* Input material
PR #777, opened 2024-09-25
Switch to github.com/moby/sys/capability

kolyshkin:
Currently a draft pending
 - #776 merge;
 - moby/sys/capability@v0.3.0 release

----

The github.com/moby/sys/capability package is a fork of the original
one, which is apparently no longer maintained.

For changes since the fork took place, see
https://github.com/moby/sys/blob/main/capability/CHANGELOG.md

----

Note that "workaround for RHEL6" is removed for a number of reasons.
Feel free to choose the one you like the most, either is sufficient:

 1. /proc/sys/kernel/cap_last_cap is available since RHEL 6.7
    (kernel 2.6.32-573.el6), released 9 years ago (2015-07-22).

 2. It incorrectly returns CAP_BLOCK_SUSPEND (36), which was only added
    in kernel v3.5 and was never backported to RHEL6 kernels. The
    correct value for RHEL6 would be CAP_MAC_ADMIN (33).

 3. As far as upstream kernels go, /proc/sys/kernel/cap_last_cap was
    added in kernel v3.2, and a correct value depends on the kernel
    version. It could be CAP_WAKE_ALARM (35), added to kernel v3.0, or
    CAP_SYSLOG (34), added to kernel v2.6.38, or possibly a lesser value
    for even older kernels.

PR #778, opened 2024-10-02
replace hashicorp/go-multierror with errors.Join

thaJeztah:
- [x] depends on https://github.com/opencontainers/runtime-tools/pull/776


thaJeztah:
Ah, right, this requires go1.20 as minimum, which perhaps by now may be fine?

kolyshkin:
@thaJeztah #776 is merged; time to rebase

validate/validate.go
```diff
@@ -144,21 +144,21 @@ func (v *Validator) CheckJSONSchema() (errs error) {
 
 	url, err := JSONSchemaURL(strings.TrimSuffix(v.spec.Version, "-dev"))
 	if err != nil {
-		errs = multierror.Append(errs, err)
+		errs = errors.Join(errs, err)
```
thaJeztah, line 147: I need to check if I'm actually doing these right; I recently made a mistake with stdlib "multi-errors" because (IIRC) `errors.Join` is more an equivalent to `errors.Wrap`, and _nests_ a new error, not making it on the same "level" as other errors when using a loop.

kolyshkin:
With #777 we're switching to go 1.21 as a minimum so once merged we can merge this one as well.

thaJeztah:
Rebased after #777 was merged

kolyshkin (dismissed):
lgtm

tianon:
I think https://github.com/opencontainers/runtime-tools/graphs/contributors tells a pretty clear story about whether or not anyone is actively maintaining the code in this repository in 2025 (and frankly even as far back as 2019), and I'd honestly suggest that any project finding value from it should probably be thinking about either forking or adapting to some new library, if there's some code here that's still useful.

Is there a particular reason _you're_ looking at this, Seb?  Some transitive dependency pulling this into a project you maintain?

> oci-runtime-tool is a collection of tools for working with the OCI runtime specification.

Like honestly, this description is really `runc`, right?  I get that this repository does something slightly different, but to what end?  We had some lofty goals, but I don't think they were ever really realized.

thaJeztah:
Updated, but looks like CI started failing because golangci-lint doesn't like go1.26; 😂 

```
run golangci-lint
  Running [/home/runner/golangci-lint-2.6.2-linux-amd64/golangci-lint config path] in [/home/runner/work/runtime-tools/runtime-tools] ...
  Running [/home/runner/golangci-lint-2.6.2-linux-amd64/golangci-lint config verify] in [/home/runner/work/runtime-tools/runtime-tools] ...
  Running [/home/runner/golangci-lint-2.6.2-linux-amd64/golangci-lint run] in [/home/runner/work/runtime-tools/runtime-tools] ...
  panic: file requires newer Go version go1.26 (application built with go1.25) [recovered, repanicked]
```

thaJeztah:
@giuseppe @kolyshkin @cyphar rebased after golangci-lint was updated; PTAL 🤗

giuseppe (approved):
LGTM

PR #801, opened 2025-11-26
Add support for the new FreeBSD section in the runtime config.

dfr:
The runtime-spec v1.3.0 release adds support for jail-based FreeBSD containers. This pull request adds support for these new fields in `generate` and `oci-runtime-tool`.

### DIFF
--- a/cmd/oci-runtime-tool/generate.go
+++ b/cmd/oci-runtime-tool/generate.go
@@ -5,6 +5,7 @@ import (
 	"bytes"
 	"encoding/json"
 	"fmt"
+	"net"
 	"os"
 	"runtime"
 	"strconv"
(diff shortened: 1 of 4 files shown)


kolyshkin (approved):
lgtm

dfr:
I just rebased this against the latest master branch. I would like to get these changes into runtime-tools to simplify improving the FreeBSD support in Podman and Buildah to follow the new FreeBSD config support in runtime-spec 1.3.0.

There are two commits here. The first adds helpers for the new freebsd config section to `generate/generate.go` and the second adds support for the new fields in `oci-runtime-tool`. Strictly speaking, I only need the first one for Podman/Buildah - would it be easier to review if I split this into two pull requests?

PR #803, opened 2026-01-07
Makefile: add EXTRA_LDFLAGS

sandy-lcq:
Add EXTRA_LDFLAGS to support add extra ldflags

### DIFF
--- a/Makefile
+++ b/Makefile
@@ -6,8 +6,9 @@ BUILDTAGS=
 RUNTIME ?= runc
 COMMIT ?= $(shell git describe --dirty --long --always --tags 2> /dev/null)
 VERSION := ${shell cat ./VERSION}
-BUILD_FLAGS := -tags "$(BUILDTAGS)" -ldflags "-X main.gitCommit=$(COMMIT) -X main.version=$(VERSION)" $(EXTRA_FLAGS)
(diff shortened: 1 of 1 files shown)


kolyshkin:
@sandy-lcq why can't you use existing `EXTRA_FLAGS`? E.g.

```shell
make EXTRA_FLAGS="..."
```

sandy-lcq:
Hi,

with the old BUILD_FLAGS := -tags "$(BUILDTAGS)" -ldflags "-X main.gitCommit=$(COMMIT) -X main.version=$(VERSION)" $(EXTRA_FLAGS)

if user want to pass some config for -ldflags,  user can only pass like  EXTRA_FLAGS="-ldflags -buildid=",   in this way,   the latter option will overrides the first "-ldflag "-X main.gitCommit=$(COMMIT) -X main.version=$(VERSION)"",  unless I pass like 
EXTRA_FLAGS ="-ldflags -X main.gitCommit=$(COMMIT) -X main.version=$(VERSION)" -buildid=",   so I think maybe add another EXTRA_LDFLAGS is better. So user can only set EXTRA_LDFLAGS="-buildid="

kolyshkin (approved):
Makes sense.

thaJeztah (approved):
LGTM

PR #808, opened 2026-05-22
fix: correct lookup for environment variables in cache

### LINKED ISSUE #798: Bug in createEnvCacheMap()
When using `NewFromTemplate()`, or other similar functions, a call is made to `createEnvCacheMap()` to populate a map of the environment variables, used for later lookups:

```
func createEnvCacheMap(env []string) map[string]int {
	envMap := make(map[string]int, len(env))
	for i, val := range env {
		envMap[val] = i
	}
	return envMap
}
```

Unfortunately, this is keying the map on the name/value pair for the environment variable, rather than just the name, so when environment variables are later added with the same name, the updated variables are not added correctly:

```
// addEnv looks through adds ENV to the Process and checks envMap for
// any duplicates
// This is called by both AddMultipleProcessEnv and AddProcessEnv
func (g *Generator) addEnv(env, key string) {
	if idx, ok := g.envMap[key]; ok {
		// The ENV exists in the cache, so change its value in g.Config.Process.Env
		g.Config.Process.Env[idx] = env
	} else {
		// else the env doesn't exist, so add it and add it's index to g.envMap
		g.Config.Process.Env = append(g.Config.Process.Env, env)
		g.envMap[key] = len(g.Config.Process.Env) - 1
	}
}
```

Here, the assumption is made that `envMap` is keyed by the name only.

Really, `createEnvCacheMap()` should perform a `strings.SplitN(val, "=", 2)` and use the name only for its key.

Skywalkr-dev:
The current implementation keys the environment cache by the full "NAME=VALUE" string. This causes the generator to treat updates to existing variables as new entries, leading to duplicate environment variables in the final configuration.

This change switches the cache key to use only the variable name, ensuring that `AddProcessEnv` correctly updates existing values instead of appending them.

FIXES: #798 
Signed-off-by: Skywalkr-dev <snaveenbharath2005@gmail.com>

### DIFF
--- a/generate/generate.go
+++ b/generate/generate.go
@@ -322,6 +322,7 @@ func NewFromTemplate(r io.Reader) (Generator, error) {
 func createEnvCacheMap(env []string) map[string]int {
 	envMap := make(map[string]int, len(env))
 	for i, val := range env {
+		val, _, _ = strings.Cut(val, "=")
 		envMap[val] = i
 	}
 	return envMap
--- a/generate/generate_test.go
+++ b/generate/generate_test.go
@@ -155,3 +155,41 @@ func TestMultipleEnvCaching(t *testing.T) {
 	g.AddMultipleProcessEnv([]string{})
 	assert.Equal(t, []string(nil), g.Config.Process.Env)
 }
+
+func TestEnvCachingOverrides(t *testing.T) {
+	// Test overriding default ENV variables to verify createEnvCacheMap correctly extracts keys
+	g, err := generate.New("linux")
+	if err != nil {
+		t.Fatal(err)
+	}
+
+	// Override existing default ENVs
+	g.AddProcessEnv("TERM", "vt100")
+	g.AddProcessEnv("PATH", "/minimal/path")
+	g.AddProcessEnv("FOO", "bar")
+
+	expected := []string{
+		"PATH=/minimal/path",
+		"TERM=vt100",
+		"FOO=bar",
+	}
+	assert.Equal(t, expected, g.Config.Process.Env)
+
+	// Test AddMultipleProcessEnv with overrides
+	g, err = generate.New("linux")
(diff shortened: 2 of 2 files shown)


kolyshkin (changes requested):
You need to fix the commit subject.

Skywalkr-dev:
@kolyshkin sorry about the commit, does the current commit subject work

generate/generate.go
```diff
@@ -322,7 +322,13 @@ func NewFromTemplate(r io.Reader) (Generator, error) {
 func createEnvCacheMap(env []string) map[string]int {
 	envMap := make(map[string]int, len(env))
 	for i, val := range env {
-		envMap[val] = i
+    name, _, found := strings.Cut(val, "=")
+        if found {
+            envMap[name] = i
+        } else {
+            // Fallback for variables without an '=' (rare, but possible)
+            envMap[val] = i
```
kolyshkin: nit: this can be simplified to a one-line patch:
```diff
 for i, val := range env {
+  val, _, _ = strings.Cut(val, "=")
   envMap[val] = i
```

Skywalkr-dev: > nit: this can be simplified to a one-line patch:
> 
> ```diff
>  for i, val := range env {
> +  val, _, _ = strings.Cut(val, "=")
>    envMap[val] = i
> ```

yup, that's much cleaner. I've updated the PR to use strings.Cut as suggested.

Skywalkr-dev:
Hey, @kolyshkin any update on this? It’s currently the blocker for the NRI environment variable regression in containerd. 
Appreciate your time.

kolyshkin:
@Skywalkr-dev the patch LGTM, can we have a unit test added (which fails before the fix)?

Skywalkr-dev:
@kolyshkin does the unit test seem fine ?

PR #809, opened 2026-05-23
generate: fix env cache keys

### LINKED ISSUE #798: Bug in createEnvCacheMap()

chansuke:
Closes #798 

## Summary

- Fix `createEnvCacheMap()` to cache environment variables by name instead of the full `name=value` pair
- Add regression coverage for env overrides after loading an existing spec through `NewFromTemplate()` and `NewFromSpec()`

## Testing

- `CGO_ENABLED=0 go test ./generate`

### DIFF
--- a/generate/generate.go
+++ b/generate/generate.go
@@ -322,7 +322,8 @@ func NewFromTemplate(r io.Reader) (Generator, error) {
 func createEnvCacheMap(env []string) map[string]int {
 	envMap := make(map[string]int, len(env))
 	for i, val := range env {
-		envMap[val] = i
+		parts := strings.SplitN(val, "=", 2)
+		envMap[parts[0]] = i
 	}
 	return envMap
 }
--- a/generate/generate_test.go
+++ b/generate/generate_test.go
@@ -4,8 +4,10 @@ import (
 	"os"
 	"path/filepath"
 	"runtime"
+	"strings"
 	"testing"
 
+	rspec "github.com/opencontainers/runtime-spec/specs-go"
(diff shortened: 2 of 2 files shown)


elezar:
This is a duplicate of #808

chansuke:
Closing this as it's a duplicate of https://github.com/opencontainers/runtime-tools/pull/808.

PR #494, opened 2017-09-12
LayerType Creation Isuse Fix

### LINKED ISSUE #492: TiledRasterLayer.layer_type is not `gps.LayerType`
```python
v = elev_tiled_rdd.lookup(342,787)
plt.imshow(v[0]['data'][0])
```
... this results in

```
---------------------------------------------------------------------------
ValueError                                Traceback (most recent call last)
<ipython-input-70-a061cff6e096> in <module>()
----> 1 v = elev_tiled_rdd.lookup(342,787)
      2 plt.imshow(v[0]['data'][0])

/home/hadoop/.local/lib/python3.4/site-packages/geopyspark/geotrellis/layer.py in lookup(self, col, row)
   1077 
   1078         if self.layer_type != LayerType.SPATIAL:
-> 1079             raise ValueError("Only TiledRasterLayers with a layer_type of Spatial can use lookup()")
   1080 
   1081         bounds = self.layer_metadata.bounds

ValueError: Only TiledRasterLayers with a layer_type of Spatial can use lookup()
```

jbouffard:
This PR resolves an issue that can occur during the creation of a layer where the resulting`layer_type` is not an instance of `LayerType`. This occurred in `geotiff.get` due to the following line:

https://github.com/locationtech-labs/geopyspark/blob/686ad28724d7648bec5e7e1a39cd48d5d80fca79/geopyspark/geotrellis/geotiff.py#L93

In addition to `geotiff.get`, this problem could also arise when creating the layer via the `from_numpy_rdd` methods, so those have been fixed as well in this PR.

This PR resolves #492

### DIFF
--- a/geopyspark/geotrellis/layer.py
+++ b/geopyspark/geotrellis/layer.py
@@ -315,7 +315,7 @@ class RasterLayer(CachableLayer, TileLayer):
     def __init__(self, layer_type, srdd):
         CachableLayer.__init__(self)
         self.pysc = get_spark_context()
-        self.layer_type = layer_type
+        self.layer_type = LayerType(layer_type)
         self.srdd = srdd
 
     @classmethod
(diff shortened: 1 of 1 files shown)


echeipesh:
It may be more fool proof to just apply this uniformly in the `__init__`: https://github.com/locationtech-labs/geopyspark/pull/494/files#diff-816135500070ccd4dc7eb21e66211aceL738

Given `LayerType(LayerType('spatial'))` should still be just `LayerType`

* Required work
Lines from the beginning of the data above through the line containing "version. It could" are to be returned exactly, and no others.

* Response area
PR #777, opened 2024-09-25
Switch to github.com/moby/sys/capability

kolyshkin:
Currently a draft pending
 - #776 merge;
 - moby/sys/capability@v0.3.0 release

----

The github.com/moby/sys/capability package is a fork of the original
one, which is apparently no longer maintained.

For changes since the fork took place, see
https://github.com/moby/sys/blob/main/capability/CHANGELOG.md

----

Note that "workaround for RHEL6" is removed for a number of reasons.
Feel free to choose the one you like the most, either is sufficient:

 1. /proc/sys/kernel/cap_last_cap is available since RHEL 6.7
    (kernel 2.6.32-573.el6), released 9 years ago (2015-07-22).

 2. It incorrectly returns CAP_BLOCK_SUSPEND (36), which was only added
    in kernel v3.5 and was never backported to RHEL6 kernels. The
    correct value for RHEL6 would be CAP_MAC_ADMIN (33).

 3. As far as upstream kernels go, /proc/sys/kernel/cap_last_cap was
    added in kernel v3.2, and a correct value depends on the kernel
    version. It could be CAP_WAKE_ALARM (35), added to kernel v3.0, or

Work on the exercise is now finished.